Brief: When you print the material, keep every line identical to the original.

───

PR #4004, opened 2018-10-23
v3.0.x: Line pattern "repeat"

talaj:
Port of https://github.com/mapnik/mapnik/pull/3980 to v3.0.x.

### DIFF
--- a/include/mapnik/agg/render_polygon_pattern.hpp
+++ b/include/mapnik/agg/render_polygon_pattern.hpp
@@ -1,0 +1,156 @@
+/*****************************************************************************
+ *
+ * This file is part of Mapnik (c++ mapping toolkit)
+ *
+ * Copyright (C) 2017 Artem Pavlenko
+ *
+ * This library is free software; you can redistribute it and/or
+ * modify it under the terms of the GNU Lesser General Public
+ * License as published by the Free Software Foundation; either
+ * version 2.1 of the License, or (at your option) any later version.
+ *
+ * This library is distributed in the hope that it will be useful,
+ * but WITHOUT ANY WARRANTY; without even the implied warranty of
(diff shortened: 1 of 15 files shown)


sommerluk:
@talaj Thanks for the port!

sommerluk:
@nebulon42 This PR adds more options to an existing symbolizer. To use it in CartoCSS, would it work right out of the box? Or does it require also an update of https://github.com/mapnik/mapnik-reference/ ? Or does it require even a new CartoCSS release?

talaj:
@sommerluk I've prepared https://github.com/mapnik/mapnik-reference/pull/153 for that.

sommerluk:
@talaj That’s great! Thanks.

nebulon42:
Yes, it would need an update of mapnik-reference as @talaj already pointed out. It also requires a new carto release if mapnik-reference increases its version in a way that is not covered by the pattern in the [package.json](https://github.com/mapbox/carto/blob/master/package.json#L40). The pattern is ~ so that means that whenever mapnik-reference goes to 8.10.x we need a new release there. This should, however, not influence the versioning decisions. This change, according to semver, would IMO require to go to 8.10.0. A carto release is not much work, it would be a patch release, even if its impact is a bit larger.

sommerluk:
@talaj Could you also update the [npm package](https://www.npmjs.com/package/mapnik-reference) (currently 8.9.2)?

talaj:
@sommerluk, yes, I'm going to do that.

talaj:
@sommerluk Just published [mapnik-reference 8.10.0](https://www.npmjs.com/package/mapnik-reference/v/8.10.0).

sommerluk:
@talaj That’s great, thanks!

───

Your response:
PR #4004, opened 2018-10-23
v3.0.x: Line pattern "repeat"

talaj:
Port of https://github.com/mapnik/mapnik/pull/3980 to v3.0.x.

### DIFF
--- a/include/mapnik/agg/render_polygon_pattern.hpp
+++ b/include/mapnik/agg/render_polygon_pattern.hpp
@@ -1,0 +1,156 @@
+/*****************************************************************************
+ *
+ * This file is part of Mapnik (c++ mapping toolkit)
+ *
+ * Copyright (C) 2017 Artem Pavlenko
+ *
+ * This library is free software; you can redistribute it and/or
+ * modify it under the terms of the GNU Lesser General Public
+ * License as published by the Free Software Foundation; either
+ * version 2.1 of the License, or (at your option) any later version.
+ *
+ * This library is distributed in the hope that it will be useful,
+ * but WITHOUT ANY WARRANTY; without even the implied warranty of
(diff shortened: 1 of 15 files shown)


sommerluk:
@talaj Thanks for the port!

sommerluk:
@nebulon42 This PR adds more options to an existing symbolizer. To use it in CartoCSS, would it work right out of the box? Or does it require also an update of https://github.com/mapnik/mapnik-reference/ ? Or does it require even a new CartoCSS release?

talaj:
@sommerluk I've prepared https://github.com/mapnik/mapnik-reference/pull/153 for that.

sommerluk:
@talaj That’s great! Thanks.

nebulon42:
Yes, it would need an update of mapnik-reference as @talaj already pointed out. It also requires a new carto release if mapnik-reference increases its version in a way that is not covered by the pattern in the [package.json](https://github.com/mapbox/carto/blob/master/package.json#L40). The pattern is ~ so that means that whenever mapnik-reference goes to 8.10.x we need a new release there. This should, however, not influence the versioning decisions. This change, according to semver, would IMO require to go to 8.10.0. A carto release is not much work, it would be a patch release, even if its impact is a bit larger.

sommerluk:
@talaj Could you also update the [npm package](https://www.npmjs.com/package/mapnik-reference) (currently 8.9.2)?

talaj:
@sommerluk, yes, I'm going to do that.

talaj:
@sommerluk Just published [mapnik-reference 8.10.0](https://www.npmjs.com/package/mapnik-reference/v/8.10.0).

sommerluk:
@talaj That’s great, thanks!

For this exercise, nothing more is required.